To be honest, I didn’t know if I wanted to go through with it. Not that I was scared about potentially being part of a crazy car chase. Especially if it ended with the suspect running into an abandoned building- like the old Desseret Industries; that would have been exciting. Maybe it was the anxiety that somehow this cop fellow could pierce into my soul and know exactly how many times I’ve gone slightly over the speed limit. Or more likely, the fear of sitting in a car with an unknown person and finding stuff to talk about.
As it turns out, my fears and anxieties would be for naught, including my fanciful car chase that just didn’t end up happening. Yes, I went on a police ride along with one of Rexburg’s finest. I repeat, Rexburg, Idaho. Not Los Angeles, Chicago, or even Idaho Falls, but America’s Family Community.
I was assigned to ride with Officer Robison on a Friday evening. But even a Friday night in this quaint college town proved to be, and I somewhat hesitate to say this…boring. Now a couple of hours later, when a rodeo some miles away got out, surely that would have produced a drunken cowboy ready to ride the bull.

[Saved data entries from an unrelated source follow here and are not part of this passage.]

PR #147, opened 2020-01-11
discrim_net: Fix accidental AIRL no-op softmax

### LINKED ISSUE #138: Strange log_softmax in AIRL policy train reward
Firstly, thanks for this nice implementations here!
I wonder if you can help me to understand log_softmax part in **DiscrimNetAIRL.build_policy_train_reward**.
```
R(s,a) = logD(s,a) - log(1-D(s,a)) = f(s,a) - log π(a|s)
```
When it comes to the comments above, I got it.

But the implemented code here:
```python
self._log_D = tf.nn.log_softmax(self.reward_net.reward_output_train)
self._log_D_compl = tf.nn.log_softmax(self.log_policy_act_prob_ph)
return self._log_D - self.entropy_weight * self._log_D_compl
```
Why don't you just return these:
```python
return self.reward_net.reward_output_train - self.entropy_weight * self.log_policy_act_prob_ph
```

For now, log_softmax looks to add some extra term like `-(logsumexp(f(s,a)) - logsumexp(log π(a|s)))`. Is this some reducing variance trick or else?
Please shed a light on me.

shwang:
Resolves #138

### DIFF
--- a/src/imitation/rewards/discrim_net.py
+++ b/src/imitation/rewards/discrim_net.py
@@ -237,20 +237,28 @@ class DiscrimNetAIRL(DiscrimNet):
         labels=self.labels_ph,
         logits=self._presoftmax_disc_logits,
         name="discrim_loss",
-    )
-
-    self._policy_test_reward = self.reward_net.reward_output_test
+    )  # (None,)
 
     # Construct generator reward:
     # \[\hat{r}(s,a) = \log(D_{\theta}(s,a)) - \log(1 - D_{\theta}(s,a)).\]
     # This simplifies to:
     # \[\hat{r}(s,a) = f_{\theta}(s,a) - \log \pi(a \mid s).\]
     # This is just an entropy-regularized objective.
-    self._log_D = tf.nn.log_softmax(self.reward_net.reward_output_train)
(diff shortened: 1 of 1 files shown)


AdamGleave:
Also would be good to have a quick before-and-after benchmark. Nothing fancy: can be in just one or two environments. Would be nice to know how much this bug actually mattered...

qxcv:
I can't tell at a glance whether this is correct. Why not just use `self.reward_net.reward_output_train - self.entropy_weight * self.log_policy_act_prob_ph`?

shwang:
> I'm also confused as to why there are `log_softmax` calls in here at all. Isn't this a binary classifier?

I didn't realize this also decomposed to train_reward + ent_bonus back when I coded this up. `log_softmax` seemed like a quick way to get a logsumexp without numerical instability.

shwang:
Using the direct approach now, I'm running a before-and-after comparison.

AdamGleave:
should we merge this?

shwang:
> should we merge this?

Sounds good, I'll post the before-and-after plots in here later today for reference.

PR #148, opened 2020-01-11
scripts: Ray compatibility fixes

shwang:
Quick fixes:
1. Fix bug where total_timesteps was float
2. Provide working directory to train_adversarial so that rollout path can be automatically located

### DIFF
--- a/src/imitation/scripts/config/train_adversarial.py
+++ b/src/imitation/scripts/config/train_adversarial.py
@@ -15,7 +15,7 @@ train_ex = sacred.Experiment("train_adversarial", interactive=True)
 @train_ex.config
 def train_defaults():
   env_name = "CartPole-v1"  # environment to train on
-  total_timesteps = 1e5  # Num of environment transitions to sample
+  total_timesteps = int(1e5)  # Num of environment transitions to sample
 
   n_expert_demos = None  # Num demos used. None uses every demo possible
   n_episodes_eval = 50  # Num of episodes for final mean ground truth return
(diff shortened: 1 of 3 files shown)


src/imitation/scripts/config/train_adversarial.py
```diff
@@ -47,6 +47,7 @@ def train_defaults():
   checkpoint_interval = 5  # num epochs between checkpoints (<=0 disables)
   init_tensorboard = False  # If True, then write Tensorboard logs.
   rollout_hint = None  # Used to generate default rollout_path
+  working_dir_hint = ""  # Automatically set to working dir by `parallel.py`
```
AdamGleave: I'm a bit confused by the notion of a working directory here. I can imagine two possible designs, both reasonable:
  1. Rollouts can be in arbitrary locations, but you assume a particular directory structure within that. In this case, I'd favour having a config attribute e.g. `rollout_root`, which is currently assumed to be `{working_dir_hint}/data/expert_models`.
  2. All outputs are in a single directory. In this case, let's specify this root, which is currently assumed to be `{working_dir_hint}/data`. We should also then change it so that `log_root` is some subdirectory of this.

src/imitation/scripts/config/train_adversarial.py
```diff
@@ -15,7 +15,7 @@
 @train_ex.config
 def train_defaults():
   env_name = "CartPole-v1"  # environment to train on
-  total_timesteps = 1e5  # Num of environment transitions to sample
+  total_timesteps = int(1e5)  # Num of environment transitions to sample
```
AdamGleave: Why do we need to do the conversion here? Might be simpler to cast to `int` inside `train_adversarial` so only have to do it once.

src/imitation/scripts/config/train_adversarial.py
shwang: I was imagining design (1). 

Replaced `working_dir_hint` a new config attribute `data_dir = "data/"`. `parallel.py` now manipulates this variable instead, and this is used to build the default rollout path.

src/imitation/scripts/config/train_adversarial.py
shwang: fair, I've added an int cast as the first statement of train_adversarial. (Could also change the type of `total_timesteps` to `Union[float, int]` or something, but that felt excessive.)

PR #152, opened 2020-01-15
Rename .codecov.yml->codecov.yml

AdamGleave:
This is recommended in [latest docs](https://docs.codecov.io/docs/codecov-yaml#section-can-i-name-the-file-codecov-yml) of CodeCov, although they previously suggested either was OK. Seems not to be a problem for `imitation`, but I found in some other projects the `.codecov.yml` config wasn't taking effect, so best to fix it defensively.


AdamGleave:
Amusingly this seems to have broken the codecov config...

AdamGleave:
I think this actually broke something. No YAML is showing up in the build tab for this commit https://codecov.io/gh/HumanCompatibleAI/imitation/commit/7826ad3be48cddcdf68e4ee896c6930b3dbbad91/build but it does in commits in other branches e.g. https://codecov.io/gh/HumanCompatibleAI/imitation/commit/1b8731837d6311a57a959933fbf16c30ba0ee17c/build

I have no idea *why* since this works in other repos when it did not work with `.codecov.yml`...

I'm going to try deleting and then re-adding the file.

AdamGleave:
This PR seems to just be breaking things even though it worked better in other repos, so am closing. We should revisit if we have problems with `codecov` in the future.

PR #153, opened 2020-01-15
setup.py: Add mujoco extras

shwang:


AdamGleave:
Looks like this is failing because of https://github.com/pypa/pip/issues/4957

It's been open for a year and a half so not expecting a speedy resolution to it.

Can't think of any particularly good workaround. You could dynamically determine whether the dependency should be `gym[classic_control]` or `gym[classic_control,mujoco]` and then add the relevant one to `install_requires`. But that's pretty fragile.

shwang:
OK, seems messier than it's worth to me (and I have less vested interest now that my workstation is configured).

I'll close this for the time being and add a note to the README

PR #154, opened 2020-01-15
train_adversarial: Change checkpoint default, fix logic

shwang:
Now by default only save the final checkpoint. (per 5 epochs was too often, and I've only used the final epoch ever).

Also modifies meaning of <0 to allow disabling any checkpointing.


shwang:
> Not sure why the experiment test is failing, rerunning in case it's flaky.

Maybe something weird is going on with the run-time generated checkpoint that is used for transfer_learn_benchmark.sh. Looking into this...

In fairness, Officer Robison is an easy-going-well-to-chat-with kind of guy. I mean, it’s not his fault that the majority of people decide to act decent and civilized at any given time. I am totally on the train for great communities. But when you grow up watching CHIPS and read Mary Higgins Clark novels, you have a dark hope that you’ll be able to experience crime first hand. Of course as an observer, not a participator.
His supped-up Ford Explorer with recording devices and spot lights did, however, stop three times. Four if you count when he dropped me off.

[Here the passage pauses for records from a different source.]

PR #155, opened 2020-01-17
train_adversarial: Remove custom plotting

shwang:
I decided to remove custom plotting because:
(1) Now that we plot disc loss and other things in Tensorboard, the custom plotter is almost entirely redundant.
(2) Also there seems to be a bug in master (maybe related to our complicated reward/observation normalization copying scheme) that is under-reporting episode rewards in our custom plots. EG: TensorBoard shows Cartpole reaching 500, but our custom plots have reward less than 200.

Also moves the training loop to AdversarialTrainer.train() since we only need a simple callback after this simplification.

### DIFF
--- a/src/imitation/algorithms/adversarial.py
+++ b/src/imitation/algorithms/adversarial.py
@@ -229,12 +229,6 @@ class AdversarialTrainer:
   def eval_disc_loss(self, **kwargs) -> float:
     """Evaluates the discriminator loss.
 
-    The generator rollout parameters of the form "gen_*" are optional,
-    but if one is given, then all such parameters must be filled (otherwise
-    this method will error). If none of the generator rollout parameters are
-    given, then a rollout with the same length as the expert rollout
-    is generated on the fly.
-
     Args:
       gen_samples (Optional[rollout.Transitions]): Same as in `train_disc_step`.
       expert_samples (Optional[rollout.Transitions]): Same as in
@@ -272,7 +266,7 @@ class AdversarialTrainer:
 
   def train(self,
             total_timesteps: int,
-            callback: Optional[Callable[[bool], None]] = None,
+            callback: Optional[Callable[[int], None]] = None,
             ) -> None:
     """Alternates between training the generator and discriminator.
 
--- a/src/imitation/algorithms/adversarial.py
+++ b/src/imitation/algorithms/adversarial.py
@@ -1,12 +1,13 @@
 from functools import partial
 import os
-from typing import Optional, Sequence
+from typing import Callable, Optional, Sequence
 from warnings import warn
 
 import numpy as np
 from stable_baselines.common.base_class import BaseRLModel
 from stable_baselines.common.vec_env import VecEnv, VecNormalize
 import tensorflow as tf
+import tqdm
 
 import imitation.rewards.discrim_net as discrim_net
 from imitation.rewards.reward_net import BasicShapedRewardNet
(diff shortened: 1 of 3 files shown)


shwang:
Possible hazard: These custom plots helped us figure out that our Stable Baselines plots were faulty, letting them go, especially before we get them in a working state that corroborates the stable baselines plots can be sort of testy.

However, we can tell from the form of the Tensorboard plots that the early-end-of-episode bug from before is fixed. For example, the 500 reward of the gray Cartpole run would be impossible under the previous regime because the batch size doesn't accommodate such a long episode:

image

AdamGleave:
> Possible hazard: These custom plots helped us figure out that our Stable Baselines plots were faulty, letting them go, especially before we get them in a working state that corroborates the stable baselines plots can be sort of testy.

I would like to understand why they disagree. No need to fix the bug if it's hard, but not knowing what's wrong is concerning.

src/imitation/algorithms/adversarial.py
```diff
@@ -225,6 +226,26 @@ def train_disc_step(self, *,
         logger.logkv(k, v)
       logger.dumpkvs()
 
+  def eval_disc_loss(self, **kwargs) -> float:
+    """Evaluates the discriminator loss.
+
+    The generator rollout parameters of the form "gen_*" are optional,
```
AdamGleave: there's only one keyword argument beginning with `gen_*` documented below? confused

src/imitation/algorithms/adversarial.py
```diff
@@ -243,35 +264,41 @@ def train_gen(self, total_timesteps: Optional[int] = None, callback=None):
 
     with logger.accumulate_means("gen"):
       self.gen_policy.set_env(self.venv_train_norm_buffering)
-      # TODO(adam): learn was not intended to be called for each training batch
```
AdamGleave: if we're removing this warning comment, feel like we should also point to the fixed branch of stable baselines in dependency (or just wait until it gets merged to master)

src/imitation/algorithms/adversarial.py
```diff
@@ -243,35 +264,41 @@ def train_gen(self, total_timesteps: Optional[int] = None, callback=None):
...
-    Args:
-      gen_samples (Optional[rollout.Transitions]): Same as in `train_disc_step`.
-      expert_samples (Optional[rollout.Transitions]): Same as in
-        `train_disc_step`.
-
-    Returns:
-      The total cross-entropy error in the discriminator's classification.
+  def train(self,
+            total_timesteps: int,
+            callback: Optional[Callable[[bool], None]] = None,
```
AdamGleave: why is this `bool`? should it not be `int`?

src/imitation/algorithms/adversarial.py
```diff
@@ -243,35 +264,41 @@ def train_gen(self, total_timesteps: Optional[int] = None, callback=None):
...
-    is generated on the fly.
-
-    Args:
-      gen_samples (Optional[rollout.Transitions]): Same as in `train_disc_step`.
-      expert_samples (Optional[rollout.Transitions]): Same as in
-        `train_disc_step`.
-
-    Returns:
-      The total cross-entropy error in the discriminator's classification.
+  def train(self,
```
AdamGleave: :+1: nice we have more of the training logic in this class now

shwang:
> No need to fix the bug if it's hard, but not knowing what's wrong is concerning.

That's fair. I'll take another look into this...

src/imitation/algorithms/adversarial.py
shwang: I was just thinking about making setup.py point to the Runner patch (had an error earlier this week where I installed SB without my patch).

src/imitation/algorithms/adversarial.py
shwang: Hmm I thought I had deleted this part of the documentation a while ago. Maybe I made a bad merge sometime back.

src/imitation/algorithms/adversarial.py
shwang: Looks like it's fine for us to go ahead and merge the Runner patch after your review+approval. Let's merge this PR after that change.

shwang:
Actually, plots are fine!

I did find a custom plotting bug involving stale observation normalization though. Didn't seem to make a big difference on reporting cartpole before and after fixing it.

image

image

AdamGleave:
> Actually, plots are fine!
> 
> I did find a custom plotting bug involving stale observation normalization though. Didn't seem to make a big difference on reporting cartpole before and after fixing it.
>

Stop One: Suspect (Note: term “suspect” refers to anyone the officer talked to, not really suspected of any crime) driving somewhat distracted. Turns out to be teenager with no previous incidents who happened to be looking down the same time the officer looked into his car. Let off with warning to be more careful. Supped-up Ford Explorer did slightly bump a bicycle when backing out of suspect’s ridiculously long driveway.
Stop Two: Suspect going eight miles over speed limit. To her defense, did not know that the speed limit had changed. Let off with warning to know the speed limit. Supped-up Ford Explorer’s flashing lights looked magical when reflected off of the rear of the suspect’s car.
Stop Three: Suspects getting wood for bonfire out of construction dumpster. Let off with warning to ask for permission first. Supped-up Ford Explorer nicely handled the uneven dirt of the construction site.
The absolute best part of it? When asked what was the worst excuse for getting pulled over, Officer Robison said instead of handing him her license, one old woman handed over her triple combination. Welcome to Rexburg, Idaho, America’s Family (ahem, most boring) Community. And I wouldn’t have it any other way.
1 comment:
sounds like quite the intense night. It's a wonder you are still alive with all that dirty crime fighting! Your last paragraph reminded me of my ticket and how I honestly accidentally handed the officer my temple recommend instead of my license. I am sure he probably thought I did it on purpose!